» **Exercise requirements**
Look through the records and copy each line that has "True" in it.

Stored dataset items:
PR #958, opened 2026-08-20
fix(scheduler): reject a max_model_len the KV pool can never serve

### LINKED ISSUE #957: Prompts above the usable KV block pool are admitted and then hang the engine
## Summary

The usable KV cache pool is `(num_blocks - 1) * block_size` tokens: `BlockPool`
permanently reserves one block as its null block, so a request can never be given more
than the rest.

A prompt longer than that but shorter than `max_model_len` is accepted by admission and
then **never scheduled**: the scheduler retries its allocation on every step, forever,
with no error and no timeout. FCFS means every request queued behind it stops as well, so
a single such request freezes the engine process serving it.

The failure is silent. `/v1/completions` never returns and a stock build logs nothing
about it. `/metrics` keeps answering, with `vllm:num_requests_waiting` at 1 for reason
`capacity` and `vllm:kv_cache_usage_perc` at `0.0` because nothing was ever allocated.

Verified on both:

- vllm 0.22.0 + vllm-rbln 0.11.1a5.dev12+g1e49543d2 (field incident and live server demo)
- vllm 0.24.0 + vllm-rbln `dev` @1b138645 (unit reproduction, unmodified tree)

Field incident: MiniMax-M2.5 served with data parallel size 4 and expert parallelism,
`--num-gpu-blocks-override 13 --block-size 8192 --max-model-len 106496 --max-num-seqs 2`.
Multi-turn coding-agent sessions grow past 90k prompt tokens, and the round whose prompt
lands in `(98,304, 106,496)` stalls the engine.

## Root cause

Line numbers are vllm 0.24.0 and vllm-rbln `dev` @1b138645.

1. `vllm/v1/core/block_pool.py:191` — `BlockPool` permanently pops one null block from
   the free queue, so only `num_blocks - 1` blocks are ever allocatable.
2. `vllm/v1/engine/input_processor.py:404` — admission compares the prompt against
   `max_model_len` alone. Nothing compares `max_model_len` against the usable pool.
3. `vllm_rbln/v1/core/rbln_scheduler.py:730` — a new prefill is allocated with
   `full_sequence_must_fit=True`, so it reserves blocks for the whole sequence even under
   chunked prefill (intended design).
4. `vllm/v1/core/kv_cache_manager.py:386` — allocation returns `None` when the demand
   exceeds the free blocks, and free can never exceed `num_blocks - 1`.
5. `vllm_rbln/v1/core/rbln_scheduler.py:733` — the scheduler breaks out of the waiting
   loop and retries on the next step. Nothing detects that the condition is permanent,
   so the request never fails and never runs — 42.7 retries/s on the live server below.

## Affected configurations

The invariant is `num_blocks >= ceil(max_model_len / block_size) + 1`. Current standard
configurations all violate it by exactly one block:

| num_blocks | block_size | usable tokens | max_model_len | status |
|---|---|---|---|---|
| 13 | 8192 | 98,304 | 106,496 | **violated — field incident** |
| 14 | 8192 | 106,496 | 114,688 | violated above 106,496 tokens |
| 16 | 8192 | 122,880 | 131,072 | violated above 122,880 tokens |

`max_model_len` is exactly `num_blocks * block_size` in each, so all three boot without
complaint and stall on the first prompt above their usable capacity.

## Reproduction

Scheduler level, no device needed: build an `RBLNScheduler` with `block_size` 8192,
`num_blocks` 13 and `max_model_len` 106,496 set on `ModelConfig` (not only on
`SchedulerConfig` — the scheduler reads it from the former), add a request of any length
in `(98,304, 106,496)` — past the 12 usable blocks, still short enough to be admitted —
and call `schedule()` in a loop.

The request is never scheduled, on any step. A small request added behind it is never
scheduled either. With `num_blocks` 14 — one more than the prompt needs — the same
request is scheduled on the first step.

Live server (vllm 0.22.0 + vllm-rbln 0.11.1a5.dev12+g1e49543d2 with a logging-only patch
added to surface the cause, MiniMax-M2.5 at data parallel size 4, 20 blocks x 8192,
`max_model_len` 163,840, usable 155,648 tokens):

| request | result |
|---|---|
| 150,000 tokens (19 blocks) | HTTP 200 after 154 s |
| 160,000 tokens (20 blocks) | no response; `num_requests_waiting` 1 (`capacity`), `kv_cache_usage_perc` 0.0 |
| 1,000 tokens, queued behind it | no response — head-of-line blocked |

Aborting the client releases the queue and the server returns to a clean state.

## Proposed fix

Enforce the capacity invariant in `RBLNScheduler.__init__`, turning a silent hang into a
startup failure:

```
max_model_len (106496) exceeds the usable KV cache capacity (98304 tokens =
(13 blocks - 1 reserved null block) x 8192 tokens per block). Prompts above the usable
capacity would wait forever. Raise the KV cache block count (e.g.
--num-gpu-blocks-override) or lower --max-model-len.
```

A fix with regression tests is ready to submit. It also carries two test-side fixes the
invariant exposed: `create_rbln_scheduler` in `tests/native/v1/core/utils.py` passes
`max_model_len` to `SchedulerConfig` only, so every test in that suite silently runs at
opt-125m's native 2048; and several test configurations set `max_model_len` to
`num_blocks * block_size`, the same exact-fit shape as the configurations above.

A general starvation detector would be a useful safety net beyond this one fix: if the
waiting head fails allocation for a fixed number of consecutive steps with nothing
running and the pool at its maximum, the request should be failed rather than retried
forever.

rebel-hyungminkim:
### 🚀 Summary of Changes

The usable KV cache pool is `(num_blocks - 1) * block_size` tokens, because `BlockPool`
permanently reserves one block as its null block. Nothing checked `max_model_len` against
that, so a prompt in the gap was admitted and then failed allocation on every scheduling
attempt — waiting forever without erroring and head-of-line-blocking the engine. #957 has
the full analysis and reproduction.

`RBLNScheduler` now validates the invariant at construction and refuses the configuration:

```
max_model_len (106496) exceeds the usable KV cache capacity (98304 tokens =
(13 blocks - 1 reserved null block) x 8192 tokens per block). Prompts above the usable
capacity would wait forever. Raise the KV cache block count (e.g.
--num-gpu-blocks-override) or lower --max-model-len.
```

Two test-side fixes come with it, both exposed by the invariant:

- `create_rbln_scheduler` passed `max_model_len` to `SchedulerConfig` only, which the
  scheduler does not read, so every test in `tests/native/v1/core` silently ran at
  opt-125m's native 2048 whatever it asked for. It now reaches `ModelConfig`, and the
  default stays within the usable pool.
- 15 existing test configurations violated the invariant, 11 of them by setting
  `max_model_len` to exactly `num_blocks * block_size` — the same shape as the
  configurations in #957. Two further tests relied on the clamp: one needed a
  `max_model_len` above its prompt, and the full-prompt-must-fit test now creates pool
  pressure with a running decode instead of an oversized prompt, since a prompt longer
  than the pool can no longer be admitted at all.

Affected modules: Scheduler (`vllm_rbln/v1/core/rbln_scheduler.py`), native core tests.

---

* Resolves #957

---

### ✅ Type of Change

* [x] 🛠 Bug fix (`fix`)

---

### 🧪 How to Test

1. `pytest tests/native/v1/core` — 195 passed, 2 skipped (192 passed before, plus the
   three new cases).
2. `pytest tests/native` — 87 failed, 1234 passed, 2 errors. The failing set is identical
   to the `dev` baseline; all of it predates this branch and lives in
   `tests/native/v1/worker`.
3. Remove the `_validate_kv_cache_capacity()` call and re-run
   `pytest tests/native/v1/core/test_rbln_scheduler.py::TestCapacityInvariant` —
   `test_max_model_len_beyond_usable_pool_is_rejected` fails, the other two pass.
4. Boundary check: `TestCapacityInvariant` also asserts that `max_model_len` equal to the
   usable capacity is accepted and that the longest admissible prompt still schedules, so
   the guard cannot go off by one in the other direction.

Verified against vllm 0.24.0+cpu on `dev` @1b138645.

---

### 📋 Checklist

* [ ] Relevant documentation has been updated (no user-facing docs cover KV block sizing)

---

### 💬 Notes

Two points worth a reviewer's attention:

- `create_rbln_scheduler` now defaults `max_model_len` to
  `min(max_num_batched_tokens, (num_blocks - 1) * block_size)` so the harness builds a
  valid configuration by default. The alternative is to leave the default alone and set
  `max_model_len` explicitly in the six tests that would otherwise fail; that keeps each
  test's intent visible in its own body at the cost of a larger diff. Say which you
  prefer and I will switch.
- The invariant assumes a single KV cache group at the scheduler's block size. A hybrid
  layout draws from the same pool for every group and so needs at least this much, which
  keeps the check conservative: it can miss a violation, never invent one. The docstring
  says so.

### DIFF
--- a/vllm_rbln/v1/core/rbln_scheduler.py
+++ b/vllm_rbln/v1/core/rbln_scheduler.py
@@ -69,6 +69,8 @@ class RBLNScheduler(Scheduler):
     ) -> None:
         super().__init__(*args, **kwargs)
 
+        self._validate_kv_cache_capacity()
+
         # Replace the upstream KVCacheManager with RBLNKVCacheManager
         # when sub-block prefix caching is enabled.
         # Sub-block size equals the prefill chunk size (max_num_batched_tokens)
@@ -127,6 +129,35 @@ class RBLNScheduler(Scheduler):
         # ceil(demand / pp) to spread decodes across microbatches. pp == 1 makes
         # the soft cap a no-op. See v1/core/utils.py.
         self._pp_size = self.vllm_config.parallel_config.pipeline_parallel_size
+
+    def _validate_kv_cache_capacity(self) -> None:
+        """Reject a max_model_len the KV cache pool can never serve.
+
+        BlockPool permanently reserves one null block, so only
+        (num_blocks - 1) blocks are allocatable. Admission checks a prompt
+        against max_model_len alone while a new prefill reserves the whole
+        sequence up front, so a prompt above the usable capacity is admitted
+        and then fails allocation on every step: it waits forever without
+        erroring and head-of-line-blocks the requests behind it. Upstream's
+        startup check sizes the pool against cdiv(max_model_len, block_size)
+        blocks, one more than are usable, so it does not cover this.
+
+        The bound assumes a single KV cache group at the scheduler's block
+        size. A hybrid layout draws from the same pool for every group and so
+        needs at least this much, which keeps the check conservative: it can
+        miss a violation, never invent one.
+        """
+        num_blocks = self.kv_cache_config.num_blocks
+        usable_tokens = (num_blocks - 1) * self.block_size
+        if self.max_model_len > usable_tokens:
+            raise ValueError(
+                f"max_model_len ({self.max_model_len}) exceeds the usable KV "
+                f"cache capacity ({usable_tokens} tokens = ({num_blocks} blocks "
+                f"- 1 reserved null block) x {self.block_size} tokens per "
+                "block). Prompts above the usable capacity would wait forever. "
+                "Raise the KV cache block count (e.g. --num-gpu-blocks-override) "
+                "or lower --max-model-len."
+            )
 
     def _decode_demand(self) -> int:
         """Total decode demand for this step's soft (ceil(demand/pp)) cap.
--- a/tests/native/v1/core/test_pd_disaggregation.py
+++ b/tests/native/v1/core/test_pd_disaggregation.py
@@ -28,7 +28,8 @@ from vllm_rbln.v1.core.utils import step_is_prefill
 
 BLOCK_SIZE = 16
 PROMPT_LEN = 2 * BLOCK_SIZE
-MAX_LEN = BLOCK_SIZE * 100
+# 99, not 100: one block of the pool is BlockPool's reserved null block.
+MAX_LEN = BLOCK_SIZE * 99
 
 
 def _scheduler(matched_tokens: int, *, is_async: bool = True, **kwargs):
--- a/tests/native/v1/core/test_rbln_scheduler.py
+++ b/tests/native/v1/core/test_rbln_scheduler.py
@@ -240,8 +240,9 @@ class TestScheduleBasic:
         assert len(sched.waiting) == 2
 
     def test_chunked_prefill_across_steps(self):
-        # A prompt longer than max_num_batched_tokens is chunked across steps.
-        sched = create_rbln_scheduler(max_num_batched_tokens=256)
+        # A prompt longer than max_num_batched_tokens is chunked across steps;
+        # max_model_len only has to clear the prompt itself.
+        sched = create_rbln_scheduler(max_num_batched_tokens=256, max_model_len=1024)
         req = create_requests(1, num_tokens=500)[0]
         sched.add_request(req)
         out = sched.schedule()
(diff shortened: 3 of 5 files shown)


vllm_rbln/v1/core/rbln_scheduler.py
```diff
@@ -128,6 +130,35 @@ def __init__(
...
+        sequence up front, so a prompt above the usable capacity is admitted
+        and then fails allocation on every step: it waits forever without
+        erroring and head-of-line-blocks the requests behind it. Upstream's
+        startup check sizes the pool against cdiv(max_model_len, block_size)
+        blocks, one more than are usable, so it does not cover this.
+
+        The bound assumes a single KV cache group at the scheduler's block
+        size. A hybrid layout draws from the same pool for every group and so
+        needs at least this much, which keeps the check conservative: it can
+        miss a violation, never invent one.
```
rebel-jinhwan, line 148: Could we harden this validation for hybrid attention models? IIUC, it still cannot find the same issue when swa is added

» **Reply to the task**
   `full_sequence_must_fit=True`, so it reserves blocks for the whole sequence even under
 def _scheduler(matched_tokens: int, *, is_async: bool = True, **kwargs):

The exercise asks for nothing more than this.